The answer is obvious. Massad operates under the thumb of Hamas in the Gaza Strip and has to watch what he says about life in the Strip. In other words, he has to lie by omission about Hamas and then blame Israel’s occupation for the suffering Palestinians endure. By way of comparison, Massad has little to fear by helping Christian refugees in Jordan, so he can speak freely about ISIS.
Massad is not the only Christian affiliated with the Gaza Strip that has engaged in this type of behavior. World Vision International has done the same thing. For many years, staffers from the Christian charity have regularly vilified Israel while remaining silent about Hamas’s bad acts against both Palestinians and Israelis.
And then there’s Suhaila Tarazi, a Greek Orthodox Christian from the Gaza Strip who wrote an article in 2016 for One, a magazine published by the Catholic Near East Welfare Agency. In it, she blamed Israel for starting three wars with Hamas, failing to mention that each of these wars she invokes was precipitated by tunneling and rocket attacks into Israel from the Hamas-controlled Gaza Strip.

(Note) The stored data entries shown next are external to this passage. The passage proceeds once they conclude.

PR #1817, opened 2026-06-29
feat(app): auto-preview HTML files in a sandboxed webview

park0er:
Closes #1816

## What this PR does

Opening an `.html`/`.htm`/`.xhtml` file in the file pane now renders it **live** in a sandboxed webview instead of showing raw source. A specific line target still shows the syntax-highlighted source.

- `file-pane-render-mode`: `resolveTextPreviewMode(path, { hasLineSelection }) → "markdown" | "html" | "code"` (pure). HTML auto-preview unless a line was targeted. (SVG keeps using the existing image viewer — the server serves it as an image.)
- `preview-kind`: `resolveFilePreviewKind` / `isAutoPreviewHtml` extension classifier.
- `html-file-preview`:
  - web/desktop → `<iframe sandbox="allow-scripts">` (no `allow-same-origin` → opaque origin; scripts run for the preview but can't reach the app/DOM/cookies/storage).
  - native (iOS/Android) → `react-native-webview` (already a dependency), an isolated context.
- `file-pane`: routes the text branch through `resolveTextPreviewMode`; renders the sandboxed preview for html; skips syntax highlighting for non-code modes.

## Type of change

- [x] New feature (proposed in #1816)

## How I verified

- `npx vitest run preview-kind.test.ts file-pane-render-mode.test.ts` → 14 pass (incl. the existing `isRenderedMarkdownFile` cases, preserved).
- `oxlint` + `oxfmt --check` clean on all changed files.
- Changed files typecheck (no errors attributable to them).

## Testing evidence / platforms — honest status

Logic is unit-tested and the sandboxing is in place. I have **not** yet captured on-device/render screenshots for desktop/web/iOS/Android — visual verification (web via Playwright, iOS via simulator) is in progress and I'll attach screenshots for the affected platforms before this is ready to merge. Flagging clearly per CONTRIBUTING. Happy to adjust the UX/placement to the maintainer's preference.

Issue #1471, opened 2026-06-11
feat: support PDF file preview


TommyLike:
## Description

Currently Paseo does not support previewing PDF files in the file explorer or workspace tabs. It would be useful to be able to open and view PDF files directly within the app.

## Use Case

- View documentation/reports stored as PDF in the workspace
- Quick preview of generated PDF outputs from agents
- Read papers/articles in PDF format without leaving Paseo

## Question

Is PDF file preview on the roadmap? If so, any timeline or implementation approach in mind (e.g., webview-based rendering, native PDF viewer, etc.)?

🤖 Generated with [Claude Code](https://claude.com/claude-code)

ajmeese7:
Duplicate of #515

PR #2452, opened 2026-07-26
Preview PDFs in the file panel

### LINKED ISSUE #1816: feat: auto-preview HTML/SVG files in the file pane
## Summary

When an `.html` (or `.svg`) file is opened in the file pane, render it **live** in a sandboxed webview instead of showing raw source — with the existing source view as the fallback. Agents increasingly produce HTML artifacts (reports, dashboards, mockups), and today you can only read the markup.

## Motivation

- Agent-generated HTML/SVG is far more useful rendered than as source.
- This rounds out the file-preview story alongside existing requests:
  - #1471 (PDF preview), #1166 / #1734 (mermaid), #1263 / #1264 (markdown source toggle), #114 (syntax highlighting). HTML is the obvious missing piece.

## Proposal

- A pure classifier decides the render mode per file: `markdown | html | code` (HTML/SVG auto-preview unless a specific line was targeted, in which case show source).
- Render in a sandboxed surface:
  - **Web/desktop**: `<iframe sandbox="allow-scripts">` with **no** `allow-same-origin` → opaque origin, scripts can run for the preview but cannot reach the parent app, its DOM, cookies, or storage.
  - **iOS/Android**: `react-native-webview` (already a dependency) — an isolated web context.
- Keep a "view source" path (a specific line target falls back to the syntax-highlighted source).

## Security

- The preview surface is sandboxed and cannot access the app context.
- `.svg` is treated as HTML-like (can carry script) → same sandbox.
- Only local workspace files the user explicitly opens are rendered.

I have an implementation ready and will open a PR referencing this issue.

### LINKED ISSUE #1956: feat: "Open in browser" action to view workspace files in the in-app browser (PDF/HTML/images)
## Problem

There is no way to open a workspace file in Paseo's **in-app browser**. This matters most for **PDFs**: Paseo cannot preview them at all today (there is no PDF handling anywhere in `packages/app/src`, and `file-explorer/preview-target.ts` has no PDF branch), which is the open ask in #1471. Building a bespoke PDF renderer is the hard part that issue is stuck on - but the in-app browser (Chromium webview on desktop) already has a **built-in PDF viewer**, so routing the file into it gets preview essentially for free.

The same action would give a proper in-browser view of HTML/SVG (overlaps #1816) and images with native zoom/pan (#1682), all through one mechanism.

## Current behaviour (from the code)

- Paseo already ships an in-app browser pane - `packages/app/src/components/browser-pane.electron.tsx` (and `.web.tsx`), created/navigated by URL via `createWorkspaceBrowser({ initialUrl })` in `packages/app/src/stores/browser-store/index.ts`. It renders a `<browser-element url="…">` (default `https://example.com`).
- `packages/app/src/workspace/open-target-planner.ts` (`planWorkspaceOpenTargets`) already builds per-file **"open in X"** targets: desktop editors via the desktop bridge, plus a **GitHub** target that opens the file at a *URL*. So a URL-based open target is an established pattern.
- There is **no** target that opens the file in the in-app browser, and **no** PDF/other-file preview path (grep for `pdf` / `application/pdf` in `packages/app/src` returns nothing).
- Sibling request #1426 covers "Open in Finder / File Explorer" (native OS file manager) - this issue is the *in-app-browser* sibling to that.

## Expected behaviour

An **"Open in browser"** action on a workspace file (file-explorer context menu and/or the existing "Open" target list) that:

1. Adds a new open target in `planWorkspaceOpenTargets`, alongside the desktop-editor and GitHub targets, gated to platforms where the browser pane exists (desktop/web).
2. On select, opens (or reuses) a workspace browser via `createWorkspaceBrowser({ initialUrl })` pointed at the file.
3. Lets the webview's built-in viewers render it - **PDF** via Chromium's PDF viewer (no new dependency), HTML/SVG/images natively.

## Open question - how the file gets a URL the webview can load

The one real design decision: a `file://<absolutePath>` URL, **or** serving the file over Paseo's existing file/attachment HTTP endpoint (attachments already reach the browser pane as `attachment.url` - see `browser-pane.electron.tsx`). Served-HTTP is likely more robust for **remote / Docker execution**, where `file://` won't resolve to the user's machine - and the planner already distinguishes this via its `isLocalExecution` gate. Flagging for maintainers to steer.

## Notes / related

- Directly delivers the intent of #1471 (PDF preview) via the low-effort webview path.
- Overlaps #1816 (auto-preview HTML/SVG) and #1682 (image zoom/pan) - all free through the browser viewer.
- Sibling to #1426 (Open in Finder/Explorer).
- In-app browser is desktop/web today; mobile (native webview PDF support varies) can be a follow-on.

Happy to work on this if it's a wanted feature - flagging first per CONTRIBUTING before opening a PR.

bendavid:
Opening a `.pdf` in the file panel now renders it, using the PDF viewer each platform already ships rather than a bundled renderer. Chromium's PDFium and WebKit's PDFKit bring text selection, find-in-page, print, native zoom, and accessibility that a canvas renderer would have to reimplement.

## Shape

One shell per platform, all taking the same props so the pane doesn't know which it got:

| File | Platforms | How |
| --- | --- | --- |
| `pdf-preview.web.tsx` | browser, Electron | blob URL in an `<iframe>` |
| `pdf-preview.ios.tsx` | iOS | bytes staged to a file, `WebView` at the `file://` URL |
| `pdf-preview.tsx` | Android, anything else | unsupported message + Download |

Three details are load-bearing and commented at their call sites:

- **Electron needs `webPreferences.plugins`** for its built-in viewer. NPAPI/PPAPI are long gone, so this admits the viewer and nothing else.
- **The web iframe is deliberately unsandboxed** — a sandboxed browsing context blocks plugin content, which is what the viewer is.
- **The blob must be typed `application/pdf`**, or the browser downloads instead of rendering.

## Transport

Reads emitted a whole file as one binary frame. Fine for a 40 KB screenshot, fatal for a PDF: the daemon terminates any physical socket whose outbound buffer passes `MAX_PHYSICAL_SOCKET_BUFFERED_BYTES` (8 MiB), so a large single-frame read killed the connection it was answering on. Reads now emit 256 KiB chunks paced against the client's buffered amount — the same signal the terminal uses — and abort with an explicit error rather than hanging when a client stops draining. Reads are also bounded at 32 MiB, checked against `stat` before any bytes enter memory (previously unbounded). Downloads are unaffected; they stream from disk.

The wire `kind` enum is untouched: widening it would break parsing on older clients, so the kind stays `"binary"` and the mime carries the meaning. That also makes the mime the capability check — an old daemon never sends `application/pdf`, and the pane says "Update the host to preview PDFs".

## Android

**Android has no PDF preview.** Its WebView has never shipped a PDF viewer, so there is no system surface to hand bytes to. The unsupported state carries a Download button, which ends in the share sheet and hands the file to an installed PDF app — the daemon reporting `application/pdf` instead of `application/octet-stream` is what makes that sheet offer PDF viewers. Closing the gap needs an Android-only renderer (pdf.js in a WebView, or a native module over `PdfRenderer`); neither web nor iOS would change to accommodate one.

## Testing

Headless Chromium ships no PDF viewer — pointing an iframe at a blob PDF kills the page target — so both the vitest browser project and the Playwright e2e project are blind to the rendering path. Covered instead is our own logic: blob mime and lifecycle, the read-grant directory, mime detection, and the chunked transfer (chunk splitting, backpressure pacing, stall abort, the size bound).

**Verified:** full monorepo typecheck, lint, format, `expo export --platform web`, and the unit suites for the touched packages.

**Not verified — needs a reviewer with hardware:** none of the three rendering paths has been run. A real browser, a real Electron build, and a real iOS device are the outstanding checks, plus the Download button on Android.

`docs/pdf-preview.md` records the reasoning, the Android gap, and the testability cost.

## Related

**Implements #1471** (feat: support PDF file preview) for web, Electron, and iOS. Deliberately not `Closes` — Android has no system PDF viewer to hand bytes to, so that part of the request stays open.

**Adjacent, not resolved: #1956** ("Open in browser" action to view workspace files in the in-app browser). That proposes a different surface for the same need — routing PDFs/HTML/images into the in-app browser pane rather than previewing in the file pane — and is broader than PDFs.

**Overlaps #1817** (feat(app): auto-preview HTML files in a sandboxed webview, which closes #1816). It solves the same shape of problem — render a non-text type in the file pane, `<iframe>` on web/desktop and `react-native-webview` on native — and touches `file-pane-render-mode`, which this PR also changes. Two things worth deciding across both rather than separately:

- **Classification.** #1817 adds extension-based `resolveFilePreviewKind` / `resolveTextPreviewMode`; this PR dispatches on the daemon-reported mime (`pdf/pdf-mime.ts`). If both land, the file pane ends up with two parallel "what kind of preview is this" mechanisms, and they should probably be unified on one.
- **The sandbox attributes differ on purpose.** #1817 uses `sandbox="allow-scripts"` with no `allow-same-origin`, so untrusted HTML gets an opaque origin and cannot reach the app. This PR uses no sandbox at all, because a sandboxed browsing context blocks plugin content and the built-in PDF viewer *is* plugin content. Both are right for their content type; the rationale is commented at the call site and in `docs/pdf-preview.md`.


boudra:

Telling one-sided narratives that condemn Israel and absolve Hamas of all blame for Palestinian suffering is just part of the cost of Christians doing business in the Gaza Strip. In order to stay in the Gaza Strip, Christians and their benefactors must bear false witness against Jews and their homeland, and lie by omission about the sins of Hamas.
If this is the cost of a Christian presence in the Gaza Strip, it’s not worth it. For everyone’s sake, it’s time to evacuate every last Christian from the Gaza Strip so at least one group of Christians can stop lying about Israel just to stay alive.
The writer is Christian media analyst for the Committee for Accuracy in Middle East Reporting in America (CAMERA). His opinions are his own.